TABLE 1. Studies of Apathy in Huntington’s Disease (HD)a

Enlarge table

Methods

We undertook a systematic review, based on Preferred Reporting Items for Systematic Reviews and Meta-Analyses (PRISMA) guidelines. This approach was chosen because of the lack of research and the heterogeneous nature of existing studies, as well as the lack of a comprehensive review of the literature on apathy and HD. This systematic review was conducted with two major databases; PubMed and PubMed Central. We manually searched reviews and checked reference lists to identify further relevant citations. We used the following key terms to search the databases: PubMed Central: (huntington[Abstract] AND apathy[Abstract]) and (huntington[Body - Key Terms]) AND apathy[Body - Key Terms]); PubMed: (huntington[Title/Abstract]) AND (apathy[Title/Abstract]) and (huntington[Text Word]) AND (apathy[Text Word]).

Inclusion and Exclusion Criteria

To be included in the present review, studies had to fulfill the following criteria: describing research among individuals with confirmed HD; involving patients aged 18 years and above; measuring apathy and other neuropsychiatric symptoms; drafted in the form of an article; and written in the English language. We excluded studies in the form of poster and paper presentations, editorials, and letters.

Data Extraction

In our systematic review, we extracted data on sample size, disease stage, apathy measure, other measures of neuropsychiatric problems, and major findings related to apathy.

Quality Appraisal

Owing to the nature of systematic reviews, we did not perform a quality appraisal. We did, however, highlight and discuss the methodological and clinical limitations of the studies we included wherever possible.

Results

The database searches yielded a total of 368 articles, which were reduced to 230 articles after duplicate suppression; removal of posters, letters, and other forms of study apart from original articles; and filtering for English language.
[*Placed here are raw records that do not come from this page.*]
Issue #73, opened 2021-04-30
[Feature] Make a quantile model implementation that is compatible with the sklearn pipeline


JanMaartenvanDoorn:
**WHAT:** 
Currently only xgb models have been properly tested with the new pipeline. Here we implement a quantile version similar to the old pipeline.

**HOW:**
-	Decide/ check whether a multicolumn output for the predict method is compatible with sklearn.
o	If not compatible make sure the confidence interval applicator makes the proper quantile predictions
-	Make a new model based on the sklearn regressor
o	https://scikit-learn.org/stable/developers/develop.html 
-	Implement a fit method
-	Implement a predict method
-	Put the quantile model in the openstf/model folder
-	Test is new object is sklearn compatible
o	This can be easily done be running sklearn.utils.estimator_checks.check_estimator() on the new estimator

**TEST:**
-	Quantile model and forecasts are available in new pipeline.
- New Estimator object is sklearn compatible

FrankKr:
Is this issue completed?

PR #102, opened 2021-06-14
Feature #73 make quantile model

JanMaartenvanDoorn:
Added a quantile model that is compatible with the sklearn interface. The sklearn interface itself does not support multicolumn output. To make it compatible I added an optional quantile argument to the predict method with 0.5 as a default quantile. The quantile forecasts are added with the confidence interval applicator, nice thing about this solution is that most of the code could be reused and only minimal additions are nescesarry to make the pipeline work with quantile regression

All files in the pull request are relevant. However the most interesting changes are in the newly created openstf/model/xgb_quantile.py and in the openstf/model/confidence_interval_applicator.py


openstf/model/confidence_interval_applicator.py
```diff
@@ -7,19 +7,29 @@
...
+        self.forecast_input_data = forecast_input_data
 
-    def add_confidence_interval(
-        self, forecast: pd.DataFrame, quantiles: list
-    ) -> pd.DataFrame:
+    def add_confidence_interval(self, forecast: pd.DataFrame, pj: dict) -> pd.DataFrame:
         temp_forecast = self._add_standard_deviation_to_forecast(forecast)
-        return self._add_quantiles_to_forecast(temp_forecast, quantiles)
+
+        if pj["model"] == MLModelType.XGB_QUANTILE:
```
FrankKr, line 25: Zou het logisch zijn als het 'type-confidence-interval' een attribuut van het `model` zou zijn? Zodat je bij de definitie van een model opgeeft dat het bijv `model.confidence_type=quantile` oid. 
In plaats van hier een lijstje van modeltypes te definiëren.

openstf/model/confidence_interval_applicator.py
```diff
@@ -7,19 +7,29 @@
...
+
+from openstf.enums import MLModelType
 
 MINIMAL_RESOLUTION: int = 15  # Minimal time resolution in minutes
 
 
 class ConfidenceIntervalApplicator:
-    def __init__(self, model):
-        self.confidence_interval = model.confidence_interval
+    def __init__(self, model: RegressorMixin, forecast_input_data: pd.DataFrame):
```
bremme, line 18: Is er eigenlijk niet een nog hoge base class van sklearn? Iets van een `Estimator` oid. Voor nu denk wel prima verder.

openstf/model/confidence_interval_applicator.py
```diff
@@ -7,19 +7,29 @@
...
+        self.model = model
+        self.forecast_input_data = forecast_input_data
 
-    def add_confidence_interval(
-        self, forecast: pd.DataFrame, quantiles: list
-    ) -> pd.DataFrame:
+    def add_confidence_interval(self, forecast: pd.DataFrame, pj: dict) -> pd.DataFrame:
         temp_forecast = self._add_standard_deviation_to_forecast(forecast)
```
FrankKr, line 23: Een docstring over wat deze functie doet en wat de output is (welke kolommen bijv) zou mega chill zijn:)

openstf/model/confidence_interval_applicator.py
```diff
@@ -137,3 +147,24 @@ def _add_quantiles_to_forecast(
...
+    ) -> pd.DataFrame:
+        """Add quantiles to forecast.
+        Use trained quantile regression model to calculate the quantiles.
+        Args:
+            forecast (pd.DataFrame): Forecast
+            quantiles (list): List with desired quantiles
+        Returns:
+            (pd.DataFrame): Forecast DataFrame with quantile (e.g. 'quantile_PXX')
+                columns added.
+        """
```
FrankKr, line 162: Duidelijke docstring, fijn!

openstf/model/confidence_interval_applicator.py
```diff
@@ -7,19 +7,29 @@
...
-    ) -> pd.DataFrame:
+    def add_confidence_interval(self, forecast: pd.DataFrame, pj: dict) -> pd.DataFrame:
         temp_forecast = self._add_standard_deviation_to_forecast(forecast)
-        return self._add_quantiles_to_forecast(temp_forecast, quantiles)
+
+        if pj["model"] == MLModelType.XGB_QUANTILE:
+            return self._add_quantiles_to_forecast_quantile_regression(
+                temp_forecast, pj["quantiles"]
+            )
+        else:
```
bremme, line 29: Its a bit personal preference. But the `else` case is not required here since you have already returned from the `if`.

openstf/model/confidence_interval_applicator.py
```diff
@@ -137,3 +147,24 @@ def _add_quantiles_to_forecast(
...
         return forecast
+
+    def _add_quantiles_to_forecast_quantile_regression(
+        self, forecast: pd.DataFrame, quantiles: list
+    ) -> pd.DataFrame:
+        """Add quantiles to forecast.
+        Use trained quantile regression model to calculate the quantiles.
+        Args:
+            forecast (pd.DataFrame): Forecast
+            quantiles (list): List with desired quantiles
```
FrankKr, line 158: voor het 'quantiles' argument zou het helpen om een voorbeeldje te zien. is dit bijv 
`[1,10,90,99]` of `[0.01, 0.1, 0.9, 0.99]` of [P_01,P10,...]` ...

openstf/model/confidence_interval_applicator.py
JanMaartenvanDoorn: The Base estimator also exists: https://scikit-learn.org/stable/modules/generated/sklearn.base.BaseEstimator.html#sklearn.base.BaseEstimator. The type of the regressor is a combination of the regressor mixin and the base eatimator

openstf/model/confidence_interval_applicator.py
```diff
@@ -41,7 +51,7 @@ def _add_standard_deviation_to_forecast(
                 "forecast", "stdev"
         """
 
-        standard_deviation = self.confidence_interval
+        standard_deviation = self.model.confidence_interval
```
bremme, line 54: To be this is confusion. I would suggest we choose one name for one thing. Either we call is `standard_deviation` or we call it `confidence_interval`. Or do we really have a good reason to use a different name for the same thing?

openstf/model/confidence_interval_applicator.py
```diff
@@ -137,3 +147,24 @@ def _add_quantiles_to_forecast(
             )
 
         return forecast
+
+    def _add_quantiles_to_forecast_quantile_regression(
```
bremme, line 151: Good to add some docstring. A couple small suggestions, add new lines, indent and specify the quantiles data type

```python
        """Add quantiles to forecast.

            Use the standard deviation to calculate the quantiles.

        Args:
            forecast (pd.DataFrame): Forecast (should contain a 'forecast' + 'stdev' column)
            quantiles (List[float]): List with desired quantiles

        Returns:
            (pd.DataFrame): Forecast DataFrame with quantile (e.g. 'quantile_PXX')
                columns added.
        """
```

openstf/model/model_creator.py
```diff
@@ -6,21 +6,31 @@
...
         # check if model type is valid
-        if model_type not in [k.value for k in ModelCreator.MODEL_TRAINER_CONSTRUCTORS]:
-            raise KeyError(f"Unknown model type: {model_type}")
+        if pj["model"] not in [
+            k.value for k in ModelCreator.MODEL_TRAINER_CONSTRUCTORS
+        ]:
+            raise KeyError(f"Unknown model type: {pj['model']}")
 
-        return ModelCreator.MODEL_TRAINER_CONSTRUCTORS[MLModelType(model_type)]()
+        if MLModelType(pj["model"]) == MLModelType.XGB_QUANTILE:
```
FrankKr, line 31: Kunnen we nog een list verzinnen om hier niet een uitzondering voor dit specifieke model type te hoeven maken.?
Bijv dat de model_trainer_constructors ook **kwargs als input toestaan, waar ze niet per se iets mee hoeven te doen. 
En dat de return dan zoiets wordt (niet getest):

```
return ModelCreator.MODEL_TRAINER_CONSTRUCTORS[MLModelType(pj["model"])](
                quantiles=tuple(pj.get("quantiles"), None)
                )
```

openstf/model/xgb_quantile.py
```diff
@@ -0,0 +1,102 @@
...
+from xgboost import XGBRegressor
+import numpy as np
+
+import openstf.metrics.metrics as metrics
+
+DEFAULT_QUANTILES: Tuple[float, ...] = (0.9, 0.5, 0.1)
+
+
+class XgbQuantile(BaseEstimator, RegressorMixin):
+    def __init__(self, quantiles: Tuple[float, ...] = DEFAULT_QUANTILES):
```
FrankKr, line 18: Een beetje docstring met uitleg over wat het quantile model is, of een linkje naar een internetpagina oid zou chill zijn!

openstf/model/confidence_interval_applicator.py
```diff
@@ -137,3 +147,24 @@ def _add_quantiles_to_forecast(
...
+            quantiles (list): List with desired quantiles
+        Returns:
+            (pd.DataFrame): Forecast DataFrame with quantile (e.g. 'quantile_PXX')
+                columns added.
+        """
+
+        for quantile in quantiles:
+            quantile_key = f"quantile_P{quantile * 100:02.0f}"
+            forecast[quantile_key] = self.model.predict(
+                self.forecast_input_data.sort_index(axis=1), quantile=quantile
```
bremme, line 167: Why do we need to call `sort_index(axis=1)` here? Why is the input data not already in the right format? If it makes sense that the input data is not in the right format I would suggest to do this formatting in a separate step.

openstf/model/model_creator.py
```diff
@@ -6,21 +6,31 @@
...
 
 class ModelCreator:
+
     """Factory object for creating model trainer objects"""
 
     # Set object mapping
     MODEL_TRAINER_CONSTRUCTORS = {
         MLModelType.XGB: XGBRegressor,
         MLModelType.LGB: LGBMRegressor,
+        MLModelType.XGB_QUANTILE: XgbQuantile,
```
bremme, line 20: Would it not make more sense to call the the constructor `XGBQuantileRegressor` ?

FrankKr (commented):
Ziet er goed uit.
Heb nog wat suggesties ter overweging in de comments gezet

openstf/model/model_creator.py
```diff
@@ -6,21 +6,31 @@
...
-            raise KeyError(f"Unknown model type: {model_type}")
+        if pj["model"] not in [
+            k.value for k in ModelCreator.MODEL_TRAINER_CONSTRUCTORS
+        ]:
+            raise KeyError(f"Unknown model type: {pj['model']}")
 
-        return ModelCreator.MODEL_TRAINER_CONSTRUCTORS[MLModelType(model_type)]()
+        if MLModelType(pj["model"]) == MLModelType.XGB_QUANTILE:
+            return ModelCreator.MODEL_TRAINER_CONSTRUCTORS[MLModelType(pj["model"])](
+                tuple(pj["quantiles"])
```
bremme, line 33: Why do we need a tuple here? If you really need a tuple internally I would suggest to do the conversion in the constructor.

openstf/model/model_creator.py
```diff
@@ -6,21 +6,31 @@
...
+            )
+        else:
```
bremme, line 35: This is not really required since you already return on the `if`. This pattern is often called `return early` and is a general best practice and improves readability imho (see for example: http://www.itamarweiss.com/personal/2018/02/28/return-early-pattern.html)

openstf/model/model_creator.py
```diff
@@ -6,21 +6,31 @@
...
     # Set object mapping
     MODEL_TRAINER_CONSTRUCTORS = {
         MLModelType.XGB: XGBRegressor,
         MLModelType.LGB: LGBMRegressor,
+        MLModelType.XGB_QUANTILE: XgbQuantile,
     }
 
     @staticmethod
-    def create_model(model_type: MLModelType) -> RegressorMixin:
+    def create_model(pj: dict) -> RegressorMixin:
```
bremme, line 24: I'm not totally sure I like this interface better. The old interface was a bit more clean and the `prediction_job` is still a very loosely defined data structure (perhaps we can/should improve this). I guess an alternative solution would be:

```python
def create_model(model_type: MLModelType, *args, **kwargs):
  return ModelCreator.MODEL_TRAINER_CONSTRUCTORS[MLModelType(model_type)](**args, **kwargs)
```
We could in this case be more specific with the type hinting, I found this stackoverflow answer which could be helpful: https://stackoverflow.com/questions/37031928/type-annotations-for-args-and-kwargs

openstf/model/xgb_quantile.py
```diff
@@ -0,0 +1,102 @@
...
+
+        # Check if quantile 0.5 is pressent this is required
+        if 0.5 not in quantiles:
+            raise ValueError(
+                "Cannot train quantile model as 0.5 is not in requested quantiles!"
+            )
+        else:
```
bremme, line 25: This `else` is not required here.

openstf/model/xgb_quantile.py
```diff
@@ -0,0 +1,102 @@
...
+from functools import partial
+
+from sklearn.base import RegressorMixin, BaseEstimator
+from sklearn.utils.validation import check_X_y, check_array, check_is_fitted
+from xgboost import XGBRegressor
+import numpy as np
+
+import openstf.metrics.metrics as metrics
+
+DEFAULT_QUANTILES: Tuple[float, ...] = (0.9, 0.5, 0.1)
```
bremme, line 14: Why are the `...` required here? (probably just my knowledge of these dots)

openstf/model/xgb_quantile.py
```diff
@@ -0,0 +1,102 @@
+# SPDX-FileCopyrightText: 2017-2021 Alliander N.V. <korte.termijn.prognoses@alliander.com> # noqa E501>
+#
+# SPDX-License-Identifier: MPL-2.0
+from typing import Tuple
+from functools import partial
+
+from sklearn.base import RegressorMixin, BaseEstimator
+from sklearn.utils.validation import check_X_y, check_array, check_is_fitted
+from xgboost import XGBRegressor
```
bremme, line 9: Should we not use the sklearn `XGBRegressor` here?

openstf/model/xgb_quantile.py
```diff
@@ -0,0 +1,102 @@
...
+import numpy as np
+
+import openstf.metrics.metrics as metrics
+
+DEFAULT_QUANTILES: Tuple[float, ...] = (0.9, 0.5, 0.1)
+
+
+class XgbQuantile(BaseEstimator, RegressorMixin):
+    def __init__(self, quantiles: Tuple[float, ...] = DEFAULT_QUANTILES):
+
```
bremme, line 19: I think we should initialize all attributes in the constructor for more clarity. So in this case `estimators_` and `is_fitted_` or are those `RegressorMixin` attributes?

openstf/model/xgb_quantile.py
```diff
@@ -0,0 +1,102 @@
...
+            specific_quantile_model = XGBRegressor()
+
+            # Set hyperparameters
+            specific_quantile_model.set_params(params=params_quantile)
+
+            # Train model for this specific quantile
+            quantile_models[quantile] = specific_quantile_model.fit(x, y)
+
+        # Update state of the estimator
+        self.estimators_ = quantile_models
```
bremme, line 71: Are these `RegressorMixing` attributes? Why is the `_` postfix used? To prevent a clash?

openstf/model/xgb_quantile.py
```diff
@@ -0,0 +1,102 @@
...
+        self.is_fitted_ = True
```
bremme, line 72: If this is not some base class attribute it should be initialized to `False` in the constructor.

openstf/model/xgb_quantile.py
```diff
@@ -0,0 +1,102 @@
...
+
+        return self
+
+    def predict(self, x: np.array, quantile: float = 0.5) -> np.array:
+        """Makes a prediction for a desired quantile
+
+        Args:
+            x np.array: Feature matrix
```
bremme, line 80: Try to stay consistent with the docstrings, the datatype should be in brackets.

openstf/model/xgb_quantile.py
```diff
@@ -0,0 +1,102 @@
...
+        Raises:
+            ValueError in case no model is trained for the requested quantile
+
+        """
+        # Check if model is trained for this quantile
+        if quantile not in self.quantiles:
+            raise ValueError("No model trained for requested quantile!")
+
+        # Check/validate input
+        check_array(x)
```
bremme, line 96: Dot these checks raise additional exceptions? If so it should be in the docstring ideally.

test/unit/model/prediction/xgboost/test_xgb_quantile.py
```diff
@@ -0,0 +1,66 @@
...
+        # More info: https://scikit-learn.org/stable/modules/generated/sklearn.utils.estimator_checks.check_estimator.html
+        check_estimator(XgbQuantile(tuple(self.quantiles)))
+
+    def test_quantile_loading(self):
+        model = XgbQuantile(tuple(self.quantiles))
+        self.assertEqual(model.quantiles, tuple(self.quantiles))
+
+    def test_value_error_raised(self):
+        # Check if Value Error is raised when 0.5 is not in the requested quantiles list
+        with pytest.raises(ValueError):
```
bremme, line 42: I think we should not fix two strategies. I believe we chose the unittest framework for our unit test. In that case you should use:
```python
with self.assertRaises(ValueError):
  XgbQuantile((0.2, 0.3, 0.6, 0.7))
```

test/unit/model/prediction/xgboost/test_xgb_quantile.py
```diff
@@ -0,0 +1,66 @@
...
+            XgbQuantile((0.2, 0.3, 0.6, 0.7))
+
+    def test_value_error_raised_no_model_trained_for_quantile(self):
+        # Test if value error is raised when model is not available
+        with pytest.raises(ValueError):
```
bremme, line 47: see above.

test/unit/model/prediction/xgboost/test_xgb_quantile.py
```diff
@@ -0,0 +1,66 @@
...
+    def test_quantile_loading(self):
+        model = XgbQuantile(tuple(self.quantiles))
+        self.assertEqual(model.quantiles, tuple(self.quantiles))
+
+    def test_value_error_raised(self):
+        # Check if Value Error is raised when 0.5 is not in the requested quantiles list
+        with pytest.raises(ValueError):
+            XgbQuantile((0.2, 0.3, 0.6, 0.7))
+
+    def test_value_error_raised_no_model_trained_for_quantile(self):
```
bremme, line 45: I believe the convention is `test_<function_name>_<test_description>` so here it should be `test_predict_raises_valueerror_no_model_trained_for_quantile` or something similar. You can always suggest a different convention, but I think we should aim for consistency.

test/unit/model/prediction/xgboost/test_xgb_quantile.py
```diff
@@ -0,0 +1,66 @@
...
+    def setUp(self) -> None:
+        self.quantiles = [0.9, 0.5, 0.6, 0.1]
+
+    def test_sklearn_compliant(self):
+        # Use sklearn build in check, this will raise an exception if some check fails
+        # During these tests the fit and predict methods are elaborately tested
+        # More info: https://scikit-learn.org/stable/modules/generated/sklearn.utils.estimator_checks.check_estimator.html
+        check_estimator(XgbQuantile(tuple(self.quantiles)))
+
+    def test_quantile_loading(self):
```
bremme, line 36: I'm not sure this test really adds anything actually.

test/unit/model/prediction/xgboost/test_xgb_quantile.py
```diff
@@ -0,0 +1,66 @@
...
+        with pytest.raises(ValueError):
+            XgbQuantile((0.2, 0.3, 0.6, 0.7))
+
+    def test_value_error_raised_no_model_trained_for_quantile(self):
+        # Test if value error is raised when model is not available
+        with pytest.raises(ValueError):
+            model = XgbQuantile((0.2, 0.3, 0.5, 0.6, 0.7))
+            model.predict("test_data", quantile=0.8)
+
+    def test_add_quantiles_to_forecast(self):
```
bremme, line 51: Does this unit test belong here? It seems a test for the ConfidenceIntervalApplicator.

test/unit/model/prediction/xgboost/test_xgb_quantile.py
```diff
@@ -0,0 +1,66 @@
+# SPDX-FileCopyrightText: 2017-2021 Alliander N.V. <korte.termijn.prognoses@alliander.com> # noqa E501>
```
bremme, line 1: This test seems to be in the wrong location? It should be `test/unit/model/test_xgb_quantile.py` given the current layout.

test/unit/model/prediction/xgboost/test_xgboost.py
```diff
@@ -15,13 +15,13 @@ class MockModel:
 
 
 class TestXGBPredictionModel(BaseTestCase):
-    def test_add_quantiles_to_forecast(self):
+    def test_add_quantiles_to_forecast_default(self):
```
bremme, line 18: This looks like a ConfidenceIntervalApplicator test ?

test/unit/model/test_model_creator.py
```diff
@@ -0,0 +1,37 @@
...
+    def setUp(self) -> None:
+        self.pj = {"model": "xgb", "quantiles": [0.5, 0.2, 0.5]}
+
+    def test_happy_flow(self):
+        # Test happy flow
+        model = ModelCreator.create_model(self.pj)
+
+        self.assertIsInstance(model, XGBRegressor)
+
+    def test_quantile_model(self):
```
bremme, line 24: convention -> `test_<function_name>_<test_description>`

test/unit/model/test_model_creator.py
```diff
@@ -0,0 +1,37 @@
...
+        # Test if quantile model is properly returned
+        self.pj["model"] = "xgb_quantile"
+        # Create relevant model
+        model = ModelCreator.create_model(self.pj)
+
+        self.assertIsInstance(model, XgbQuantile)
+        self.assertEqual(model.quantiles, tuple(self.pj["quantiles"]))
```
bremme, line 31: This is not related to the model creator? Its not responsible for this.

test/unit/model/test_model_creator.py
```diff
@@ -0,0 +1,37 @@
...
+
+    def test_unknown_model(self):
```
bremme, line 33: to me this is confusion. The `model` prooperty of a prediction job is actually the model type. I think we should use that name to prevent confusion.

test/unit/model/test_model_creator.py
```diff
@@ -0,0 +1,37 @@
...
+        # Test if keyerror is raised when model type is unknown
+        self.pj["model"] = "Unknown"
+        with pytest.raises(KeyError):
```
bremme, line 36: Use unittest framework here as well.

bremme:
I like the general implementation! Nice way to implement the quantile model and stay sklearn compatible. Try to stick to our conventions and be consistent. Perhaps it should not take so much time to do the reviews and point out all the little things. If our conventions are not clear we should probably make it more clear to prevent spending time on it over and over.

openstf/model/confidence_interval_applicator.py
JanMaartenvanDoorn: I agree this is a bit confusing. We have i fact two ways to make a confidence interval: quantiles and the stdev. I renamed everything that only makes/applies the stdev to standard_deviation(including the example above). The confidence_interval_applicator is more broader as it also adds the quantiles, I keeped that name.

openstf/model/model_creator.py
JanMaartenvanDoorn: good idea, this just works

openstf/model/model_creator.py
JanMaartenvanDoorn: This is because of sklearn requirements, they want inputs in the __init__ to be imutable and not be muted in the __init__ itself.

openstf/model/xgb_quantile.py
JanMaartenvanDoorn: These are requirements by sklearn. If you add these parameters to the __init__ the compatibility check will not pass. The "_" postfix is the sklearn way of defining private attributes.

openstf/model/xgb_quantile.py
JanMaartenvanDoorn: The "_" postfix is the sklearn way of defining private attributes.

openstf/model/xgb_quantile.py
JanMaartenvanDoorn: This is a base class attribute

openstf/model/xgb_quantile.py
JanMaartenvanDoorn: Yes but I dont know which ones in which cases

test/unit/model/prediction/xgboost/test_xgb_quantile.py
JanMaartenvanDoorn: I had some problems with the quantiles loading correctly, I used this to check if the issue was fixed (which it is).

test/unit/model/test_model_creator.py
JanMaartenvanDoorn: Here I also had an issue with the quantiles are being properly passed into the Regressor, this test checks if this works correctly

test/unit/model/test_model_creator.py
JanMaartenvanDoorn: yes, but this also requires renaming the field in the mysql database

openstf/model/model_creator.py
JanMaartenvanDoorn: I disagree here, with the above construction you would need to pass multiple entries of the prediciton jobs as arguments (model type and quantiles). I think it is better to work on a better defenition of the prediction jobs to make the interface more clear.

openstf/model/confidence_interval_applicator.py
JanMaartenvanDoorn: I disgree here, I think the prediction job should contain the configuration on what we want to happen for a specific prediction/ model. If we also add an attribute to the model we are moving away from the centralized config in the prediction job. I agree that keeping a list here on which confidence interval should be made for which model_type here is not elegant. Maybe it is better to keep the list somewhere else and generate a "confidence_interval_type" entry in the prediction job based on that list.

openstf/model/xgb_quantile.py
JanMaartenvanDoorn: https://scikit-learn.org/stable/modules/generated/sklearn.utils.check_array.html sklearn documentation is also not clear on which Exceptions are raised

openstf/model/confidence_interval_applicator.py
bremme: @FrankKr does the model_type (which we call "model") not imply the confidence_type as well, e.g. a `xgb_quantile` model always has a confidence_type of quantile. If so, I think its better to just keep using the model_type to do the selection.

@JanMaartenvanDoorn if `pj["model"]` already an enum? If not you should either convert it or compare to `MLModelType.XGB_QUANTILE.value`

openstf/model/model_creator.py
bremme: That would solve a lot of long lasting issues :) and sound like a good solution as well. Probably a better solution in general. But right now we went from a good defined interface to a vaguely defined interface.

bremme: It does look like the current commit is not valid: 
image
Not all constructors should take the quantiles argument right. And I still think the caller of the XGBQuantileRegressor should not be responsible to do this tuple conversion. We should either always use a tuple (but there are many more cases where we could use a tuple instead of a list) or just trust the developer by using plain lists or let the constructor handle this if we really think its required.

test/unit/model/test_model_creator.py
bremme: We don't have to do everything at once. We can do the conversion first in the database interface and later in the database if we want.

openstf/model/confidence_interval_applicator.py
FrankKr: @JanMaartenvanDoorn I don't think I completely understand your comment. The configuration of the type of confidence interval is not defined in the prediction job, but based on the modeltype, right?

Suppose in the future we would include for example and LGB_QUANTILE model. 
I think it would be elegant if then only in one place in the project code has to be added; in the code implementing that model type. Currently, it looks like also in other places this new model type has to be added to an if-check.
Perhaps we could also find somewhere in between that we check if the ModelType ends in _QUANTILE and agree that the name of quantile-type models should always end in quantile?

bremme: @FrankKr if we have multiple variations of quantile models (in the future) which can use the same implementation to calculate the quantiles it would indeed be nice to make the selection on a shared attribute. There are different strategies to accomplish such a thing. I would not be too bothered to add a line or two for a new model_type (I will not happen that often I guess). But we could also use an  additional property on the prediction_job, .e.g model_class | model_group | model_type_class | model_type_group -> "quantile" or something similar. To treat a group of model_types in a certain way.

bremme: Looking at the `ConfidenceIntervalApplicator` again. The `model` (RegressorMixin) is already an attribute. We could also make the selection based on a base class perhaps. But then we have to wrap a common base around the sklearn implementations I guess..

Following the screening of titles and abstracts, 65 articles were eligible for review. After screening of the full-text articles, 25 were included in this systematic review (Figure 1).

FIGURE 1.

FIGURE 1. Flow diagram of the study selection in a systematic review of the literature on apathy in Huntington’s disease

Our review indicates that apathy is present at every stage of the disease. Studies of apathy in HD that were included are summarized in Table 1 (4869). It is also the only symptom that gradually progresses, making it an excellent marker of disease progression (48, 57, 70). In their clinical review, McColgan and Tabrizi (71) confirmed that apathy is the most prevalent symptom in HD. According to these authors, this may be due to the absence of treatment for apathy, as other neuropsychiatric symptoms, such as depression and irritability, can be treated medically (antidepressants and antipsychotics).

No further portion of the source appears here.